- Register pressure. GPUs usually allocate registers statically, so the number of registers reserved per shader invocation depends on the worst case path through the shader.
Well, that seems like a quality-of-implementation issue. After all, it’s not like the compiler can’t see a uniform branch in the code; it’s right there. So the compiler ought to be perfectly capable of realizing that if one branch is taken, the other will not be, for any instantiation in the rendering command. And that information ought to be factored into register assignment. Obviously registers are statically assigned, but there are ways to use the same registers in different, mutually exclusive, branches.
And with more developers using ubershaders, there is every reason for IHVs to take that information into account.
- Unused in/out variables that the linker can’t optimise away, potentially increasing bandwidth (internal and/or external, depending on the GPU architecture and shader stage) and cache requirements.
Errr… I’d want to see some evidence for that.
Remember: what defines the logic for what gets pulled from buffers is VAO state, not shader state. Yes, even on AMD hardware where vertex pulling happens via shader logic. What they have to do is modify the shader in-situ by adding some prefix code to handle vertex pulling logic. But that shader prefix is defined by the VAO state (since it has to respect the formatting). So, if an input isn’t being fed by the VAO, then there’s no reason for the vertex pulling logic to pull it.
- The effect of statically using some shader features on the rest of the pipeline, such as clip distances, discard, early fragment tests, or writing gl_FragDepth.
The goal of ubershaders is not to reduce the number of shaders to 1. It’s to reduce it to a fixed, preferably small, number of shaders, so as to minimize shader construction and state changes. You want to render lots of objects with an ubershader, but that doesn’t mean you don’t have specific ubershader variants.

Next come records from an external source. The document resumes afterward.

PR #460, opened 2021-07-19
Add Rust solution 5: Multithreading

Kulasko:
## Description

This solution aims to explore the effects of different multithreading approaches to an optimized version of the original C++ algorithm, inspired by the solution of Mike Barber (PrimeRust/solution_1). In contrast to solutions that just run multiple sieving threads, this one uses multiple threads to work on the same sieve.

Currently, there are three algorithms:
- Stock standard single threaded. Mostly useful for a baseline compared to the others.
- Streaming. After finding a new prime number, all threads work together on a flag unset pass. This takes no advantage of data locality whatsoever, also threads can steal memory from each other's caches between passes, so it should be bottlenecked by cache bandwidth and crosstalk latency. Also, this isn't expected to scale well in any way.
- Tiled. After a single thread fetches all the primes up to the square root of the total number, a number of threads on memory blocks receive the list of primes and each apply them on their memory. This has very good data locality, but as threads don't move to where the action happens, they are bound to run dry. If there are no other bottlenecks, this should approach around 50% of CPU core scaling.

Each algorithm is run on a bit-based and a bool-based data set.

## Contributing requirements


mike-barber:
Nice! It's a really cool solution :) I'm a big fan of Rayon too. And it's a really good demo of how important cache invalidation is.

Kulasko:
Thank you Mike!
I am really curious on how it runs on other computers. My only PC's CPU is renown for having a bad cache hierarchy, so it might scale better in practice than I've seen until now.
Your single threaded solution seems to still have a slight edge on mine, so there still may be some room for improvement.

mike-barber:
I gave it a quick go on my machine (Ryzen 3900X), and it seems like it's happiest with threads limited to 2. Everything higher than that, and performance degrades, at least on my machine. I did experiment with larger working set sizes, but it didn't make much of a difference. 

I guess the cost of synchronisation with more threads may be the reason. Or it could be that data that different cores are working on share cache lines, and this becomes more of an issue with more cores in the mix. This is probably a bigger problem with Ryzen due to the separate CCXs. 

Here are the results I got:

### 24 threads (default for Ryzen 3900x)

```
kulasko-rust-serial-bit;10554;5.0002029;1;algorithm=base,faithful=yes,bits=1
kulasko-rust-serial-bool;18454;5.0001539;1;algorithm=base,faithful=yes,bits=8
kulasko-rust-streamed-bit;34;5.0732572;24;algorithm=base,faithful=yes,bits=1
kulasko-rust-streamed-bool;33;5.0459881;24;algorithm=base,faithful=yes,bits=8
kulasko-rust-tiled-bit;2355;5.000949;24;algorithm=base,faithful=yes,bits=1
kulasko-rust-tiled-bool;1845;5.000431;24;algorithm=base,faithful=yes,bits=8
```

### RAYON_NUM_THREADS=2 cargo run --release 2> /dev/null

```
kulasko-rust-serial-bit;10518;5.0004362;1;algorithm=base,faithful=yes,bits=1
kulasko-rust-serial-bool;18338;5.0002495;1;algorithm=base,faithful=yes,bits=8
kulasko-rust-streamed-bit;856;5.0041418;2;algorithm=base,faithful=yes,bits=1
kulasko-rust-streamed-bool;882;5.002631;2;algorithm=base,faithful=yes,bits=8
kulasko-rust-tiled-bit;14570;5.0000863;2;algorithm=base,faithful=yes,bits=1
kulasko-rust-tiled-bool;8825;5.0002056;2;algorithm=base,faithful=yes,bits=8
```

### RAYON_NUM_THREADS=4 cargo run --release 2> /dev/null

```
kulasko-rust-serial-bit;10618;5.0001455;1;algorithm=base,faithful=yes,bits=1
kulasko-rust-serial-bool;18826;5.0002511;1;algorithm=base,faithful=yes,bits=8
kulasko-rust-streamed-bit;205;5.021532;4;algorithm=base,faithful=yes,bits=1
kulasko-rust-streamed-bool;214;5.0148059;4;algorithm=base,faithful=yes,bits=8
kulasko-rust-tiled-bit;11455;5.0002506;4;algorithm=base,faithful=yes,bits=1
kulasko-rust-tiled-bool;6865;5.0005567;4;algorithm=base,faithful=yes,bits=8
```

###  RAYON_NUM_THREADS=8 cargo run --release 2> /dev/null

```
kulasko-rust-serial-bit;10579;5.0001375;1;algorithm=base,faithful=yes,bits=1
kulasko-rust-serial-bool;18643;5.0002538;1;algorithm=base,faithful=yes,bits=8
kulasko-rust-streamed-bit;83;5.0329168;8;algorithm=base,faithful=yes,bits=1
kulasko-rust-streamed-bool;83;5.0512646;8;algorithm=base,faithful=yes,bits=8
kulasko-rust-tiled-bit;5736;5.0008246;8;algorithm=base,faithful=yes,bits=1
kulasko-rust-tiled-bool;4357;5.0006763;8;algorithm=base,faithful=yes,bits=8
```

### RAYON_NUM_THREADS=16 cargo run --release 2> /dev/null

```
kulasko-rust-serial-bit;10605;5.0000339;1;algorithm=base,faithful=yes,bits=1
kulasko-rust-serial-bool;18561;5.0001504;1;algorithm=base,faithful=yes,bits=8
kulasko-rust-streamed-bit;42;5.0355268;16;algorithm=base,faithful=yes,bits=1
kulasko-rust-streamed-bool;42;5.0305261;16;algorithm=base,faithful=yes,bits=8
kulasko-rust-tiled-bit;3098;5.0007853;16;algorithm=base,faithful=yes,bits=1
kulasko-rust-tiled-bool;2497;5.0002631;16;algorithm=base,faithful=yes,bits=8
```

Kulasko:
Thanks for your input, it's nice to see you being so interested in this solution :)

I really didn't expect the results you got. For one, the single threaded results are even closer to your solution (as reported in your README file) than on my machine.
On both multithreaded algorithms, even with limited threads, the scaling on your CPU is much worse than on mine (as seen in the project README). I don't understand the reason at all, I am very curious. My first guess is that Ryzen swings way more towards compute in computer/memory balance.
Maybe the OS scheduler doesn't fire off all threads at the same time, or it keeps moving threads around? As the runtime is extremely short and the working set might fit into L1 cache, moving down the memory hierarchy is bound to have a big effect.
Now that I am thinking about it, are you using Windows? Because some time ago, the Windows scheduler caused performance issues compared to Linux in some programs for this very reason.

I may try to integrate a 64 Byte alignment restriction, as that is what all modern processors I know of use as a cache line size.
Otherwise, I am not sure how to approach this. As I said, the problem size is still too small for meaningful multithreading on the same sieve with higher thread counts. The only algorithm I've seen to scale beyond single threaded as of now was the tiled one with bit storage.

Unfortunately, I haven't implemented a command line sieve size override yet. Maybe the scaling gets better with a bigger problem size.
Also, do you still have a Raspbery Pi available? If so, would you be so kind to test my solution out on it? We then might be able get more insight on this.

mike-barber:
Yeah it's a weird one on the Ryzen -- I ran it after your recent update with similar results. I'm running it in WSL2 under Windows. Usually, this results in no performance issues, but it could be a factor here potentially.  

Yep I still have the raspberry pi -- gave it a quick run on there and the results for the tiled approach are the usual you'd expect: scales nicely. Actually the multithreaded version is quite a bit faster on the pi. 

Raspberry Pi 4 results:

### 4 threads (default) 
```
kulasko-rust-serial-bit;1968;5.001273585;1;algorithm=base,faithful=yes,bits=1
kulasko-rust-serial-bool;2319;5.001624598;1;algorithm=base,faithful=yes,bits=8
kulasko-rust-streamed-bit;1218;5.000006004;4;algorithm=base,faithful=yes,bits=1
kulasko-rust-streamed-bool;1073;5.002411147;4;algorithm=base,faithful=yes,bits=8
kulasko-rust-tiled-bit;7239;5.000118365;4;algorithm=base,faithful=yes,bits=1
kulasko-rust-tiled-bool;1574;5.000242156;4;algorithm=base,faithful=yes,bits=8
```

### 2 threads
```
kulasko-rust-serial-bit;1976;5.000103629;1;algorithm=base,faithful=yes,bits=1
kulasko-rust-serial-bool;1733;5.00161973;1;algorithm=base,faithful=yes,bits=8
kulasko-rust-streamed-bit;1114;5.004093926;2;algorithm=base,faithful=yes,bits=1
kulasko-rust-streamed-bool;1142;5.003198904;2;algorithm=base,faithful=yes,bits=8
kulasko-rust-tiled-bit;3895;5.000005315;2;algorithm=base,faithful=yes,bits=1
kulasko-rust-tiled-bool;1360;5.003268547;2;algorithm=base,faithful=yes,bits=8
```

Kulasko:
Again, thank you for your help so far!

It's reassuring to see the Pi behaving as expected. I was playing with the thought of deleting/not using the multithreaded results save the tiled bit version, but I did see the others catching up (and eventually overtake) the single threaded results with a larger sieve size, so I'll let them stay in, even if just for reference purposes.

mike-barber:
Agreed! It's good to leave them in. Half the fun is how all the generics work together, and comparing the different implementations.

rbergen:
@Kulasko Thank you for adding multithreading to the Rust implementation set. 

I do have to admit that I'm not sure I see the point of adding the single-threaded implementations to this solution. Both the 1 and 8 bit faithful, base algorithm scenarios are already included in @mike-barber's solution.

Kulasko:
@rbergen the point of the single threaded implementation is that it's written in almost the exact same way as the building blocks for the multithreaded ones, thereby serving as a baseline. Although very similar to the solution of @mike-barber, their performance isn't exactly the same.

I also might add a wheel-based implementation if I find the time (probably after this PR), so the solution would present a well-rounded set of all facets.
Nonetheless, if you still say that the single threaded solution is redundant, I will remove it.

rbergen:
@Kulasko I understand. Without saying that the single threaded implementations in your solution are redundant, I would like to ask @mike-barber and yourself if you could maybe find a way to come to one/the best duo of single-threaded implementations, based on your combined efforts?

Kulasko:
@mike-barber would you be okay with a few idiomatic adjustments to your code? For example, using things like `u32::MAX` instead of `0xffffffff`. Since it is the fastest Rust/base solution, I would like it to look as nice as possible.

If we can agree on that, I can remove my single threaded solution.

mike-barber:
@Kulasko I'm definitely happy with cosmetic changes (can't remember _why_ I didn't use u32::MAX before -- there was some reason, or else I just forgot; that happens too). We should definitely try to keep the changes fairly minimal.

One thing we should check before going ahead: I'm not sure if @rbergen will be keen to merge idiomatic/cosmetic changes at this stage that don't improve the solution's performance.

I'll need to re-test performance carefully before approving it, just to make sure there are no regressions. Some of it is non-idiomatic because it was slightly faster that way. And some of it was (originally) to make it slightly more comparable to the C++ solution.

rbergen:
> One thing we should check before going ahead: I'm not sure if @rbergen will be keen to merge idiomatic/cosmetic changes at this stage that don't improve the solution's performance.

@mike-barber I'm not, _unless the original author approves_, with the additional side note that I'm not going to spend time and energy on arranging that approval. :) As you do seem to agree without me making an effort, I'm fine with going ahead with it.

mike-barber:
Thanks @rbergen -- makes sense! 

@Kulasko I've opened https://github.com/mike-barber/daves-garage-primes/issues/1 on my fork -- we can chat about what we want to do there

Kulasko:
@mike-barber just so you're not wondering where I have been, I have been working on it ;)
It's still not finished, though. Also, I have some nasty performance regressions that I still have to figure out and fix in order to move forward.

Kulasko:
As I've seen in other pull requests, since this solution has substantial changes, I'm going to close this PR and open a new one.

So an engine might have 4 actual variations of ubershaders that can handle different kinds of things that take up resources. Clip distances and depth writing would be such variants, as only very specialized objects generally need such features. These are generally defined by the nature of the object itself.
discard
is the one that is most like to vary based on arbitrary elements of the object’s data, rather than being intrinsic to the object itself. You’re more likely to want to use discard
for things like alpha-testing and the like, which is based on on properties in the texture, not the object.